(Collected data entries)
________________
PR #2197, opened 2026-05-18
Use hints for root-relative links error

### LINKED ISSUE #2195: UX improvement for path-relocatable sites?
I maintain `testers.lycheeLinkCheck` in Nixpkgs. Recently I've had some trouble with mdbook sites and I noticed that if `--root-dir` is not passed, lychee will report errors like:

```
Cannot resolve root-relative link '/': To resolve root-relative links in local files, provide a root dir
```

That's correct, but not great for sites that need to actively avoid root-relative links.

Would you be interested in a PR that allows this intent to be declared in the options?

```
 --relocatable
    Declare that the site must be mountable onto any path.
    While this is the de facto default behavior, this option makes the error message explicit about the requirement.
    This is the opposite of specifying `--root-dir`; they're mutually exclusive.
```

### New UX

1. Instead of failing, ask the user to elaborate:
```
Don't know how to resolve root-relative link '/'! If your site must be relocatable to any path, pass `--relocatable` or `relocatable = true` in the configuration. Otherwise, pass `--root-dir`.
```

2. Either success, or, if `relocatable`:
```
Root-relative links (starting with '/') are not allowed because this site should be relocatable to any path.
```

### Context

I've prototyped this idea in https://github.com/NixOS/nixpkgs/pull/520792 and that PR would solve the immediate problem for me, but I'd much prefer a built-in solution of course.

### So

Does this match your design philosophy for lychee?

katrinafyi:
Fixes https://github.com/lycheeverse/lychee/issues/2195 by moving the suggestion into a user hint and adding a sentence about possible impacts on relocatable sites.

New error looks like:
```

[a.md]:
 [ERROR] error: (at 4:1) | Cannot resolve root-relative link '/a'

🔍 3 Total (in 60ms) 🔗 3 Unique ✅ 0 OK 🚫 3 Errors

Hint: Unresolved root-relative links in local files. To resolve root-relative links to a local directory, provide a root dir. Alternatively, if the site should be relocatable, consider using locally-relative links.
```

Happy to tweak any part of the phrasing.

I've kept it as "locally-relative" (rather than @ roberth's suggestion of page-/document-relative), because I think it's more straightforward when it refers to files on disk. Page and document both need the user to think about web pages before connecting it a file path. MDN calls them [current directory relative](https://developer.mozilla.org/en-US/docs/Web/API/URL_API/Resolving_relative_references#current_directory_relative). That's a bit long but I also wouldn't mind "directory-relative".

### DIFF
--- a/lychee-bin/src/hints.rs
+++ b/lychee-bin/src/hints.rs
@@ -123,7 +123,7 @@ fn root_relative_links(stats: &ResponseStats) {
         hint!(
             "Unresolved root-relative links in local files. \
             To resolve these links to a local directory, provide a root dir with `--root-dir`. \
-            Alternatively, if the site should be relocatable, consider using locally-relative links."
+            Alternatively, if the site should be relocatable, consider using directory-relative links instead."
         );
     }
 }
--- a/lychee-bin/src/hints.rs
+++ b/lychee-bin/src/hints.rs
@@ -122,7 +122,7 @@ fn root_relative_links(stats: &ResponseStats, _config: &Config) {
     if any_root_relative_links {
         hint!(
             "Unresolved root-relative links in local files. \
-            To resolve these links to a local directory, provide a root dir. \
+            To resolve these links to a local directory, provide a root dir with `--root-dir`. \
             Alternatively, if the site should be relocatable, consider using locally-relative links."
         );
     }
--- a/lychee-bin/src/hints.rs
+++ b/lychee-bin/src/hints.rs
@@ -1,5 +1,5 @@
 use http::StatusCode;
-use lychee_lib::{ErrorKind, Status, StatusCodeSelector, hint};
+use lychee_lib::{ErrorKind, RequestError, Status, StatusCodeSelector, hint};
 
 use crate::{config::Config, formatters::stats::ResponseStats};
 
@@ -10,6 +10,7 @@ pub(crate) fn handle_stats(stats: &ResponseStats, config: &Config) {
     any_redirects(stats, config);
     rejected_status_codes(stats, config);
     unfollowed_redirects(stats, config);
+    root_relative_links(stats, config);
 }
 
 fn rate_limit(stats: &ResponseStats, config: &Config) {
@@ -106,6 +107,23 @@ fn unfollowed_redirects(stats: &ResponseStats, config: &Config) {
             "Rejected redirectional status codes. \
              This means some redirects were not followed. \
              You might want to increase the limit for `-m`/`--max-redirects`."
+        );
+    }
+}
+
+fn root_relative_links(stats: &ResponseStats, _config: &Config) {
+    let any_root_relative_links = stats.error_map.values().flatten().any(|r| match &r.status {
+        Status::RequestError(RequestError::CreateRequestItem(_, _, e)) => {
+            matches!(**e, ErrorKind::RootRelativeLinkWithoutRoot(_))
+        }
+        _ => false,
+    });
+
+    if any_root_relative_links {
+        hint!(
+            "Unresolved root-relative links in local files. \
+            To resolve these links to a local directory, provide a root dir. \
+            Alternatively, if the site should be relocatable, consider using locally-relative links."
         );
     }
 }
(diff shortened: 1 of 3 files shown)


lychee-bin/src/hints.rs
```diff
@@ -109,3 +110,20 @@ fn unfollowed_redirects(stats: &ResponseStats, config: &Config) {
         );
     }
 }
+
+fn root_relative_links(stats: &ResponseStats, _config: &Config) {
```
thomas-zahner: I'd simply remove `_config`. We currently don't have a trait enforcing it to be specified. If we did in the future we could still add it again.

lychee-bin/src/hints.rs
```diff
@@ -109,3 +110,20 @@ fn unfollowed_redirects(stats: &ResponseStats, config: &Config) {
...
+        Status::RequestError(RequestError::CreateRequestItem(_, _, e)) => {
+            matches!(**e, ErrorKind::RootRelativeLinkWithoutRoot(_))
+        }
+        _ => false,
+    });
+
+    if any_root_relative_links {
+        hint!(
+            "Unresolved root-relative links in local files. \
+            To resolve these links to a local directory, provide a root dir. \
```
thomas-zahner: We are in lychee-bin, I feel that it makes a lot of sense to mention the specific flag

```suggestion
            To resolve these links to a local directory, provide a root dir with `--root-dir`. \
```

lychee-bin/src/hints.rs
```diff
@@ -109,3 +110,20 @@ fn unfollowed_redirects(stats: &ResponseStats, config: &Config) {
...
+            Alternatively, if the site should be relocatable, consider using locally-relative links."
```
thomas-zahner: Maybe?

```suggestion
            Alternatively, if the site should be relocatable, consider updating the link to be directory-relative."
```

Personally, I find "locally-relative link" quite confusing. The term "directory-relative" you cited from MDN is much more obvious to me. When thinking about URLs "directory" makes sense to me (oh it has to do with the path and slashes as in `/a/b/c.txt`), while I don't associate "locally" with anything URL related. But we could further debate this if you disagree.

Then I'm suggesting to add `updating the link` or something similar. It wasn't immediately clear to me that this is about changing/updating the URL itself when reading the hint for the first time.

Or maybe we could even add an example?
We even know what the non-resolvable root-relative URL is at this point.
Would it be possible to do the same thing as in `fn rate_limit` where I'm showing ```You might be able to work around this by adding `[hosts.\"{domain}\"]` to the TOML config```?

So if we failed on `/a` we could even explain, that `--root-dir https://example.com` would make it resolve to `https://example.com/a`. And we could also add an example to what locally-relative / directory-relative is with the specific error value. -> ```Alternatively, if the site should be relocatable, consider updating the link to be directory-relative. (e.g. ../a instead of just `/a`)```

katrinafyi: All good ideas. What about "Alternatively, if the site should be relocatable, consider using directory-relative links instead."? I think that "updating the link" is a bit wordy.

I'm not sure we can add a specific example, since we do not know what the correct suggestion would be (indeed, that's the whole cause of the relative link error). We could add a generic example, but I think that the message risks becoming too long.

thomas-zahner: I see your point of being quite generic when adding the example. I do think it's okay to be a bit more verbose with user hints in comparison to "normal" logging (error, warn, info) as it's intended to be a practical assistance for users and can be disabled with e.g. `-q`. But of course being overly generic doesn't help. Let's go with your suggestion then :+1:

katrinafyi: True, a longer message is fine in this context. I guess it comes down to whether we think that a user would understand "directory-relative" without the clarification. I would assume they could work out the meaning, especially when it is juxtaposed with "root-relative". Or, there is always google, so it's good that we use MDN's terminology so it will show up :).

I've made the changes from your review comments, thanks!

thomas-zahner: I agree. Especially as we mention `--root-dir` specifically, the user will be able to check out what this means via `man lychee` or `lychee --help` and get further help.

thomas-zahner:
@katrinafyi Thank you for the PR and the extensive discussion on #2195! :rocket:

PR #2200, opened 2026-05-19
Credit NLnet

thomas-zahner:


mre:
Thanks for adding that. Renders nicely, too. 😊

mre:
As a follow-up, it would be cool to support the dark theme as well. Right now the "nl" is a bit hard to read on my screen. But, of course, that would just be a potential improvement in the future.

PR #2203, opened 2026-05-20
fix: count transport-layer failures in per-host statistics

### LINKED ISSUE #2202: Per-host statistics report 100% success rate when requests fail before receiving an HTTP response
## Summary

The per-host statistics table (introduced in #1929, shipped in v0.23.0 and unchanged through v0.24.2 / current `master`) under-counts requests for hosts whose links fail at the transport layer (DNS lookup, TCP connect, TLS handshake, "Connection failed"). Those failures never reach `HostStats::record_response`, so they're invisible to `total_requests`, the per-bucket error counters, and the derived `success_rate`. The hosts whose links genuinely failed get reported as 100% successful.

## Reproduction

A lychee run on our docs site failed with the following errors:

```
### Errors in build/site/.../configuration.html
* [ERROR] <https://kubernetes.io/docs/concepts/scheduling-eviction/taint-and-toleration/> (at 1040:127) | Connection failed. Check network connectivity and firewall settings

### Errors in build/site/.../introduction.html
* [ERROR] <https://kubernetes.io/docs/concepts/extend-kubernetes/operator/> (at 397:17) | Connection failed. Check network connectivity and firewall settings
```

The same report's `Per-host Statistics` section reports:

```
| Host          | Requests | Success Rate | Median Time | Cache Hit Rate |
| kubernetes.io | 74       | 100.0%       | 109ms       | 41.2%          |
```

74 requests, 100% success, even though two other requests to the same host failed. The two failures are absent from `Requests` (the real number should be 76) and absent from any error bucket, so the success-rate denominator never sees them.

## Root cause

`lychee-lib/src/ratelimit/host/host.rs::perform_request` (lines 175-197 in v0.24.2):

```rust
async fn perform_request(...) -> Result<CacheableResponse> {
    let start_time = Instant::now();
    let response = match self.client.execute(request).await {
        Ok(response) => response,
        Err(e) => {
            return Err(ErrorKind::NetworkRequest(e));  // <-- early return
        }
    };
    self.update_stats(response.status(), start_time.elapsed());
    ...
}
```

## Suggested fix

Add a method on `HostStats` to record outcomes that didn't produce a status code, and call it from the `Err` arm of `perform_request`. For example:

```rust
// lychee-lib/src/ratelimit/host/stats.rs
impl HostStats {
    /// Record a request that failed before receiving an HTTP response
    /// (DNS, TCP, TLS, connection reset, etc.)
    pub fn record_network_error(&mut self, request_time: Duration) {
        self.total_requests += 1;
        // Could also introduce a dedicated `network_errors` counter so the
        // failure mode shows up in the per-host serialization.
        self.request_times.push(request_time);
    }
}
```

```rust
// lychee-lib/src/ratelimit/host/host.rs::perform_request
Err(e) => {
    self.stats
        .lock()
        .unwrap()
        .record_network_error(start_time.elapsed());
    return Err(ErrorKind::NetworkRequest(e));
}
```

With that, our `kubernetes.io` row would correctly report `74 / 76 ≈ 97.4%` instead of `100%`, and the per-host table would once again be trustworthy for spotting suspicious hosts. A separate `network_errors` counter (exposed in the markdown formatter) would make the failure mode explicit. For example:

Before (current):

```
| Host          | Requests | Success Rate | Median Time | Cache Hit Rate |
| kubernetes.io | 74       | 100.0%       | 109ms       | 41.2%          |
```

After (with `network_errors` column):

```
| Host          | Requests | Success Rate | Network Errors | Median Time | Cache Hit Rate |
| kubernetes.io | 76       | 97.4%        | 2              | 109ms       | 41.2%          |
```

afalhambra-hivemq:
Fixes #2202.

## Problem

The per-host statistics table reports an inaccurate success rate for hosts whose links fail at the transport layer (DNS lookup, TCP connect, TLS handshake, connection reset, etc.). Those failures returned early from `Host::perform_request` and never reached `update_stats`, so they were invisible to `total_requests` and to every error bucket. In a real run the top-of-report `ResponseStats` flagged two `kubernetes.io` errors while the per-host table reported `kubernetes.io | 74 requests | 100.0% success` for the same host.

Full root-cause analysis with code references in #2202.

## Change

Add a `network_errors` counter on `HostStats` and a corresponding `record_network_error` method, then call it from the `Err` arm of `Host::perform_request`. The failed request now contributes to `total_requests` (so the success-rate denominator is correct) and to a dedicated `network_errors` bucket (so the failure mode is visible in the output).

Surfaces touched:

- `HostStats` field + recording method + updated `error_rate`.
- `Serialize` impl: adds `network_errors` to the JSON output.
- Markdown formatter: new `Network Errors` column on the per-host table.
- Detailed text formatter: new line shown when `network_errors > 0` (mirrors the existing pattern for `client_errors` / `server_errors`).
- Compact formatter: intentionally unchanged. Its `% success` column already reflects the corrected math, and adding a column to its rigid one-line layout would be intrusive. Happy to add it if you'd prefer consistency across all three formatters.

Before (current):

```
| Host          | Requests | Success Rate | Median Time | Cache Hit Rate |
| kubernetes.io | 74       | 100.0%       | 109ms       | 41.2%          |
```

After:

```
| Host          | Requests | Success Rate | Network Errors | Median Time | Cache Hit Rate |
| kubernetes.io | 76       | 97.4%        | 2              | 109ms       | 41.2%          |
```

## Tests

- New unit test `test_record_network_error_affects_totals_and_success_rate` in `lychee-lib/src/ratelimit/host/stats.rs` asserts that a network error increments `total_requests` and `network_errors`, leaves the HTTP-status buckets untouched, and lowers the success rate accordingly.
- Existing JSON snapshot in `lychee-bin/src/formatters/stats/json.rs` updated to include the new field.

## Verification

- `cargo test --workspace --all-targets`: 534 passed, 0 failed.
- `make lint` (workspace clippy): clean.
- `cargo clippy --workspace --no-deps -- -D warnings`: clean.

### DIFF
--- a/lychee-bin/src/formatters/host_stats/markdown.rs
+++ b/lychee-bin/src/formatters/host_stats/markdown.rs
@@ -32,6 +32,8 @@ struct HostStatsTableEntry {
     requests: u64,
     #[tabled(rename = "Success Rate")]
     success_rate: String,
+    #[tabled(rename = "Network Errors")]
+    network_errors: u64,
     #[tabled(rename = "Median Time")]
     median_time: String,
     #[tabled(rename = "Cache Hit Rate")]
@@ -52,6 +54,7 @@ fn host_stats_table(host_stats: &HostStatsMap) -> String {
                 host: hostname.clone(),
                 requests: stats.total_requests,
                 success_rate: format!("{:.1}%", stats.success_rate() * 100.0),
+                network_errors: stats.network_errors,
                 median_time,
                 cache_hit_rate: format!("{:.1}%", stats.cache_hit_rate() * 100.0),
             }
--- a/lychee-bin/src/formatters/host_stats/detailed.rs
+++ b/lychee-bin/src/formatters/host_stats/detailed.rs
@@ -38,6 +38,9 @@ impl Display for DetailedHostStats {
             if stats.server_errors > 0 {
                 writeln!(f, "  Server errors (5xx): {}", stats.server_errors)?;
             }
+            if stats.network_errors > 0 {
+                writeln!(f, "  Network errors: {}", stats.network_errors)?;
+            }
 
             if let Some(median_time) = stats.median_request_time() {
                 writeln!(
--- a/lychee-bin/src/formatters/stats/json.rs
+++ b/lychee-bin/src/formatters/stats/json.rs
@@ -113,6 +113,7 @@ mod tests {
       "rate_limited": 1,
       "client_errors": 0,
       "server_errors": 1,
+      "network_errors": 0,
       "median_request_time_ms": null,
       "cache_hits": 1,
       "cache_misses": 4,
--- a/lychee-lib/src/ratelimit/host/host.rs
+++ b/lychee-lib/src/ratelimit/host/host.rs
@@ -182,6 +182,11 @@ impl Host {
         let response = match self.client.execute(request).await {
             Ok(response) => response,
             Err(e) => {
+                // Record the network error in the per-host totals.
+                self.stats
+                    .lock()
+                    .unwrap()
+                    .record_network_error(start_time.elapsed());
                 // Wrap network/HTTP errors to preserve the original error
                 return Err(ErrorKind::NetworkRequest(e));
             }
--- a/lychee-lib/src/ratelimit/host/stats.rs
+++ b/lychee-lib/src/ratelimit/host/stats.rs
@@ -38,6 +38,8 @@ pub struct HostStats {
     pub server_errors: u64,
     /// Number of client error responses (4xx, excluding 429)
     pub client_errors: u64,
+    /// Number of network errors (DNS, TCP, TLS, connection reset, no HTTP response received)
+    pub network_errors: u64,
     /// Timestamp of the last successful request
     pub last_success: Option<Instant>,
     /// Timestamp of the last rate limit response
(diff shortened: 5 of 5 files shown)


thomas-zahner (approved):
@afalhambra-hivemq Awesome 🚀

@mre any additional thoughts?

afalhambra-hivemq:
> @afalhambra-hivemq Awesome 🚀
> 
> @mre any additional thoughts?

Thanks @thomas-zahner!

@mre - do you mind having a look at it? Thanks as well

lychee-bin/src/formatters/host_stats/markdown.rs
```diff
@@ -32,6 +32,8 @@ struct HostStatsTableEntry {
     requests: u64,
     #[tabled(rename = "Success Rate")]
     success_rate: String,
+    #[tabled(rename = "Network Errors")]
```
Souradip121, line 35: You mentioned intentionally leaving the compact formatter unchanged to avoid a rigid layout change which makes perfect sense. Just a suggestion, instead of a full new column, just append (2 net err) inline on the success rate when network_errors > 0:

kubernetes.io │ 76 reqs │ 97.4% success (2 net err) │ 109ms median │ 41.2% cached

That way compact users see why the number dropped without restructuring the layout. 

(Just a suggestion, you are happy to ignore this or let me know what do you think)

Souradip121 (commented):
@mre, @afalhambra-hivemq  what do you think of this??

lychee-bin/src/formatters/host_stats/markdown.rs
mre: "2 net err" is a bit too much jargon for my taste. As a user, I wouldn't know what that meant. 😅

mre: It's probably fine to skip it for the compact layout.

mre:
Looks good to me. Thanks for the contribution @afalhambra-hivemq. ⭐

PR #2204, opened 2026-05-21
Make auto-merge more conservative

thomas-zahner:
Only do auto-merges when the pull-request contains exactly one commit author. This prevents pull-requests which are manually amended from being merged automatically.

This prevents me and others from redoing the mistake done in https://github.com/lycheeverse/lychee/pull/2199#issuecomment-4507063631

### DIFF
--- a/.github/workflows/auto-merge.yml
+++ b/.github/workflows/auto-merge.yml
@@ -9,10 +9,18 @@ jobs:
   auto-merge:
     runs-on: ubuntu-latest
     if: github.event.pull_request.user.login == 'dependabot[bot]' && github.repository == 'lycheeverse/lychee'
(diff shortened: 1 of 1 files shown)


katrinafyi (commented):
I might be mistaken, but I believe each `run` step uses its own shell so an early exit 0 won't stop the next step from running?

thomas-zahner:
@katrinafyi Oh, thank you, I think you are totally right. It would have to exit with a non-zero code, which is what I did first. But then I realised that the action should probably not fail. Using an `if` should do.

Btw, renovate bot would apparently handle such cases. So we could think about replacing dependabot with renovate bot. But I thought to keep the changes minimal for now.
________________
» **Exercise description**
Copy every line of the data that carries the word "StatusCodeSelector".

» **Answer to this exercise**
-use lychee_lib::{ErrorKind, Status, StatusCodeSelector, hint};
+use lychee_lib::{ErrorKind, RequestError, Status, StatusCodeSelector, hint};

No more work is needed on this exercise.